Problem >>
Please list all lines of the material below in which the string "Doctrine" occurs.

Extracted data >>
PR #1440, opened 2016-06-20
Fix upserts for documents with YAML mapping

### LINKED ISSUE #1435: Warning: Undefined index: strategy in Doctrine/ODM/MongoDB/Persisters/PersistenceBuilder.php:248
When i updated mongo-odm to 1.1.0 i have got warning "Notice Undefined index: strategy" in Doctrine/ODM/MongoDB/Persisters/PersistenceBuilder.php:248

It happens when i try to update mapped object:
$this->dm->persist($object);
$this->dm->flush($object);

alcaeus:
Fixes #1435.

This also uncovered a bug where using the increment strategy for ID generation could lead to errors when upserting documents due to a name conflict with strategies.

### DIFF
--- a/lib/Doctrine/ODM/MongoDB/Persisters/PersistenceBuilder.php
+++ b/lib/Doctrine/ODM/MongoDB/Persisters/PersistenceBuilder.php
@@ -146,7 +146,7 @@ class PersistenceBuilder
                 if ($new === null && $mapping['nullable'] !== true) {
                     $updateData['$unset'][$mapping['name']] = true;
                 } else {
-                    if ($new !== null && $mapping['strategy'] === ClassMetadataInfo::STORAGE_STRATEGY_INCREMENT) {
+                    if ($new !== null && isset($mapping['strategy']) && $mapping['strategy'] === ClassMetadataInfo::STORAGE_STRATEGY_INCREMENT) {
                         $operator = '$inc';
                         $value = Type::getType($mapping['type'])->convertToDatabaseValue($new - $old);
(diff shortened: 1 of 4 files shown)


lib/Doctrine/ODM/MongoDB/Persisters/PersistenceBuilder.php
```diff
@@ -146,7 +146,7 @@ public function prepareUpdateData($document)
                 if ($new === null && $mapping['nullable'] !== true) {
                     $updateData['$unset'][$mapping['name']] = true;
                 } else {
-                    if ($new !== null && $mapping['strategy'] === ClassMetadataInfo::STORAGE_STRATEGY_INCREMENT) {
+                    if ($new !== null && isset($mapping['strategy']) && $mapping['strategy'] === ClassMetadataInfo::STORAGE_STRATEGY_INCREMENT) {
```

Exercise result >>
### LINKED ISSUE #1435: Warning: Undefined index: strategy in Doctrine/ODM/MongoDB/Persisters/PersistenceBuilder.php:248
When i updated mongo-odm to 1.1.0 i have got warning "Notice Undefined index: strategy" in Doctrine/ODM/MongoDB/Persisters/PersistenceBuilder.php:248
--- a/lib/Doctrine/ODM/MongoDB/Persisters/PersistenceBuilder.php
+++ b/lib/Doctrine/ODM/MongoDB/Persisters/PersistenceBuilder.php
lib/Doctrine/ODM/MongoDB/Persisters/PersistenceBuilder.php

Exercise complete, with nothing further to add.